Segment Start: EXCERPTED RECORDS

PR #145, opened 2020-04-15
Enforcement: Add documentation for new endpoints

kerkkoheiskanen:
Add documentation for new endpoints for fetching valid permits
and valid parkings.

### DIFF
--- a/docs/api/enforcement.yaml
+++ b/docs/api/enforcement.yaml
@@ -146,6 +146,23 @@ components:
           $ref: '#/components/schemas/PermitSubjects'
         areas: &permitAreas
           $ref: '#/components/schemas/PermitAreas'
+    ValidPermitItem:
+      type: object
+      properties:
+        area:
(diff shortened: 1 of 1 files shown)


docs/api/enforcement.yaml
```diff
@@ -146,6 +146,34 @@ components:
...
+      properties:
+        id:
+          description: Permit id
+          type: integer
+        created_at:
+          description: Permit creation date
+          type: string
+          format: date-time
+        modified_at:
+          description: Permit modified date
```
suutari-ai, line 160: nit: "modification" to be in line with the "creation date" above

docs/api/enforcement.yaml
```diff
@@ -146,6 +146,34 @@ components:
...
+          type: string
+          format: date-time
+        Area:
```
suutari-ai, line 163: should be lower case, i.e. `area`

PR #146, opened 2020-04-15
Parking: Change payment zone to foreignkey

kerkkoheiskanen:
In this PR, Parking model's field zone is changed from `IntegerField` to PaymentZone `ForeignKey`.

In the Parking endpoints, the zone field should return related PaymentZone code. However, since this field returns a string, for backward compatibility also integer should be accepted. The parking endpoints should return code as integer wherever possible.


suutari-ai:
Squash these two commits together, since the first one breaks tests without the second one and it's not OK to break the tests in any commit.

> Parking: Change zone field from int to foreignkey

> Parking: Fix parts broken by zone field change

parkings/api/enforcement/valid_parking.py
```diff
@@ -29,9 +30,19 @@ class Meta:
             'is_disc_parking',
         ]
 
+    def __init__(self, *args, **kwargs):
+        super(ValidParkingSerializer, self).__init__(*args, **kwargs)
+        domain = self.context['request'].user.enforcer.enforced_domain
+        zone_field = self.fields['zone']
+        zone_qs = zone_field.get_queryset()
+        if zone_qs:
+            zone_qs.queryset = zone_qs.filter(domain=domain)
```
suutari-ai, line 39: Shouldn't this be `zone_field.queryset = ...`?

I'm pretty sure that it has a bug. Maybe add a test to prove it:
1. Add two zones: one to Domain D1 and another to Domain D2, both with the same code "Z"
2. Create a parking P1 to D1 with zone code Z
3. Check the zone FK of P1
4. Create a parking P2 to D2 with zone code Z
5. Check the zone FK of P2

suutari-ai: Oh, it was actually the valid_parking endpoint, not the parking creating endpoint (which I was talking about here). Well, then the test case should be almost the same, but instead of checking the created object, you should be checking that the valid_parking returns correct results when two parkings exists with the same zone code, but in different domains.

japauliina: Yes, it should be `zone_field.queryset` and not `zone_qs.queryset`.. Will fix this and add the tests.

japauliina: Bug fixed and tests added for both endpoints.

parkings/models/zone.py
```diff
@@ -23,3 +23,9 @@ class Meta:
 
     def __str__(self):
         return self.name
+
+    def get_code(self):
+        try:
+            return int(self.code)
+        except ValueError:
+            return self.code
```
suutari-ai, line 31: This function could probably have a more descriptive name, and maybe it should be a property, since it's really light computation, not really "getting" or "fetching" anything from DB or anywhere. Also, I would use isdigit to avoid the try-catch. How about something like this?
```python
@property
def casted_code(self):
    return int(self.code) if self.code.isdigit() else self.code
```

parkings/api/monitoring/serializers.py
```diff
@@ -25,3 +26,8 @@ class Meta:
             'modified_at',
         ]
         geo_field = 'location'  # Stored already in SRID 4326 / WGS84
+
+    def to_representation(self, instance):
+        representation = super().to_representation(instance)
+        representation['properties']['zone'] = instance.zone.get_code()
```
suutari-ai, line 32: This is not handling the case of zone being None. (disc parkings)

parkings/tests/api/operator/test_disc_parking.py
```diff
@@ -34,6 +35,7 @@ def disc_parking_data():
 
 
 def test_post_disc_parking(operator_api_client, operator, disc_parking_data):
+    create_enforced_domain_for_user(operator.user)
```
suutari-ai, line 38: I don't understand why operator would have to be an enforcer here. Are you sure this enforcer-creation is needed?

parkings/tests/api/operator/test_disc_parking.py
```diff
@@ -45,6 +47,7 @@ def test_post_disc_parking(operator_api_client, operator, disc_parking_data):
 
 
 def test_end_disc_parking_with_patch(operator_api_client, operator, disc_parking):
+    create_enforced_domain_for_user(operator.user)
```
suutari-ai, line 50: Same here. Is this needed? https://github.com/City-of-Helsinki/parkkihubi/pull/146/commits/d2cd37559501da7fbec0130bfe7d4f9ad860b437#r412981973

parkings/tests/api/operator/test_disc_parking.py
```diff
@@ -64,5 +67,6 @@ def test_delete_disc_parking(operator_api_client, disc_parking):
 
 
 def test_required_fields_for_disc_parking(operator_api_client, operator, disc_parking_data):
+    create_enforced_domain_for_user(operator.user)
```
suutari-ai, line 70: Same here. Is this needed? https://github.com/City-of-Helsinki/parkkihubi/pull/146/commits/d2cd37559501da7fbec0130bfe7d4f9ad860b437#r412981973

parkings/tests/api/operator/test_parking.py
```diff
@@ -104,7 +104,8 @@ def test_unauthenticated_and_normal_users_cannot_do_anything(api_client, user_ap
     check_method_status_codes(user_api_client, urls, ALL_METHODS, 403, error_code='permission_denied')
 
 
-def test_parking_required_fields(operator_api_client, parking):
+def test_parking_required_fields(operator_api_client, operator, parking):
+    create_enforced_domain_for_user(operator.user)
```
suutari-ai, line 108: Same here. Is this needed? https://github.com/City-of-Helsinki/parkkihubi/pull/146/commits/d2cd37559501da7fbec0130bfe7d4f9ad860b437#r412981973

parkings/tests/api/operator/test_parking.py
```diff
@@ -390,3 +399,41 @@ def test_enforcement_domain_can_be_specified_on_parking_creation(operator_api_cl
...
+    create_payment_zone(code=str(new_parking_data['zone']), domain=domain)
+    response_parking_data = post(operator_api_client, list_url, new_parking_data)
+    assert response_parking_data['zone'] == '5A'
+
+
+def test_zone_in_correct_domain_is_set_for_parking(
+        operator_api_client, operator, operator_2_api_client, operator_2, new_parking_data
+):
+    domain_1 = create_enforced_domain_for_user(operator.user)
+    domain_2 = create_enforced_domain_for_user(operator_2.user)
```
suutari-ai, line 427: These domain's shouldn't be enforced by the operators.

Operators create the parkings and Enforcers check them. Operators are allowed to create parkings to whichever enforcement domain, but enforcers are allowed to see only the parkings in their own domain.

parkings/api/enforcement/valid_parking.py
```diff
@@ -29,9 +30,19 @@ class Meta:
             'is_disc_parking',
         ]
 
+    def __init__(self, *args, **kwargs):
+        super(ValidParkingSerializer, self).__init__(*args, **kwargs)
+        domain = self.context['request'].user.enforcer.enforced_domain
```
suutari-ai, line 35: Use the domain of the parking here, no the domain of the user executing the request. Although in valid_parking endpoint it doesn't matter so much, since they should be the same (since the enforcer executing the request should have access only to those parkings which are in their domain).

parkings/api/operator/parking.py
```diff
@@ -49,6 +49,12 @@ def __init__(self, *args, **kwargs):
 
         self._set_required_extra_fields()
 
+        domain = self.context['request'].user.enforcer.enforced_domain
```
suutari-ai, line 52: The user is not supposed to be an Enforcer here. It's an operator. Use the domain of the parking as the domain on this line. Though it probably can't be done like this, since the parking is not yet created/initialized.

parkings/tests/api/operator/test_parking.py
japauliina: Seems like I had a little misunderstanding about the operator and domain link, this clears it! I’ll check the related code again and fix these 🙂

parkings/api/enforcement/valid_parking.py
japauliina: I think this was not needed after all since the queryset filter already covered the domain check.

parkings/api/operator/parking.py
japauliina: How can we currently know when posting the new parking what the domain should be?

parkings/api/operator/parking.py
```diff
@@ -101,18 +104,22 @@ class OperatorAPIParkingViewSet(mixins.CreateModelMixin, mixins.UpdateModelMixin
     serializer_class = OperatorAPIParkingSerializer
 
     def _get_zone(self):
+        if self.request.data.get('domain'):
+            domain = EnforcementDomain.objects.get(code=self.request.data.get('domain'))
+        else:
+            domain = EnforcementDomain.get_default_domain()
```
suutari-ai, line 110: We can avoid a database query here by not looking up the EnforcementDomain object from the database. Let's rather just take the domain_code to a variable as a string and then use that in the query below, like: `PaymentZone.objects.get(domain__code=domain_code, code=zone_code)`.

But that optimization change can be done in another PR to get this merged already.

parkings/api/operator/parking.py
suutari-ai: Already replied in Slack, but repeating here for future reference. It's supposed to be part of the parameters in the request, or if it's left out, the default value is from settings (as used by EnforcementDomain.get_default_domain function).

parkings/api/enforcement/valid_parking.py
suutari-ai: I'm a bit uncertain if the slug field will work without the filtering if there are two zones with the same code, but we can add a test case for this in another PR.

parkings/api/operator/parking.py
suutari-ai: I ended up rewriting this with SlugRelatedField, since it seemed to make the code cleaner: https://github.com/City-of-Helsinki/parkkihubi/pull/151

parkings/api/enforcement/valid_parking.py
suutari-ai: Ah, now I see why it works. However I think it might be better to go with a more explicit version, see #150.

PR #153, opened 2020-04-27
Monitoring: Limit parking visibility by domain

japauliina:
Users of the monitoring API are bound to specific Enforcement Domain and the parkings they see is limited to that particular domain.


parkings/api/monitoring/valid_parking.py
```diff
@@ -38,3 +38,6 @@ class ValidParkingViewSet(viewsets.ReadOnlyModelViewSet):
     bbox_filter_field = 'location'
     filter_backends = [DjangoFilterBackend, WGS84InBBoxFilter]
     bbox_filter_include_overlapping = True
+
+    def get_queryset(self):
+        return super().get_queryset().filter(domain=self.request.user.monitor.domain)
```
suutari-ai, line 43: You need to make sure that self.user has a Monitor object linked to it. This is done in the Enforcement and Operator API endpoints in the permission class that is linked to the viewset via the `permission_classes` keyword. So check if you can add similar code to the `MonitoringApiPermission` which is used here.

PR #163, opened 2020-05-06
Improve multicity migrations 0032 and 0035 (HP-109)

suutari-ai:
In migration 0032 make sure that all parkings that have time_end in the
future or not set will get the default domain as their domain, since
there might also be parkings that have not yet started, but they should
be updated still.  Also cast the domain area to MultiPolygon only if
it's not already one, since it might be, if the existing polygons were
separate.

In migration 0035, when creating the PaymentZone 3, use id as the lookup
key and other values as defaults so that it won't fail if id=3 already
exists.  Also make it use the zone with the greatest number as the base
where to copy the domain and area from.


suutari-ai:
@kerkkoheiskanen or @japauliina Can either of you review this, please?

PR #164, opened 2020-05-13
Fix active_permit_by_external_id series filtering

suutari-ai:
The active_permit_by_external_id endpoints in Enforcement API and
Operator API should operate on the latest active PermitSeries of the
user who is performing the request.  It used to operate on the latest
active PermitSeries regardless of the owner of the series, which made
that endpoint to create the permits to incorrect series some times.

Fix the endpoints by adding correct filtering to the base class
ActivePermitByExternalIdViewSet and add a test case as a regression test
for this bug.


suutari-ai:
Force-pushed as an attempt to get the codecov report work. Seemed to help.

PR #166, opened 2020-05-18
Admin: Improve Permit related views

suutari-ai:
Add more data visible to the permit related views in Django Admin and
add new filtering columns and a date hierarchy to permit lookup items.
Make domain code visible in string representation of PermitArea and
Permit objects.

Also add tests for these admin views and the added functionality.


suutari-ai:
Codecov has still some problems. Trying to close this and reopen from the same repo (i.e. not from fork). Maybe that will help.

suutari-ai:
Replaced with #167

PR #95, opened 2019-12-03
Implement endpoint for getting parking lot information

dvainio:
* Implement endpoint for querying information for parking
lots with the terminal number or coordinates.

* Implement function for fetching closest parking terminal
from coordinates within 100m.

* Implement tests.

* Add url.

PR #169, opened 2020-05-18
Couple fixes to Enforcement and Operator API documentation

suutari-ai:
Fix activepermit endpoint URLs.

Fix "end_date" field name to correct name "end_time".

Remove the parking_info_query endpoint documentation, since it's not
implemented yet.

Update the documentation versions to 1.2.0.rc3.  (Hopefully last rc
before actual release version of the docs.)


suutari-ai:
The parking_info_query endpoint is implemented in PR #95, but even that doesn't yet provide any data from the endpoint, since there's no data models to store it. When that work is finished, the endpoint can be re-added to documentation (by reverting commit 2770301).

Segment End: EXCERPTED RECORDS

§ PROBLEM
If a line in the material above holds "future", copy it.

§ RESULT
suutari-ai: Already replied in Slack, but repeating here for future reference. It's supposed to be part of the parameters in the request, or if it's left out, the default value is from settings (as used by EnforcementDomain.get_default_domain function).
future or not set will get the default domain as their domain, since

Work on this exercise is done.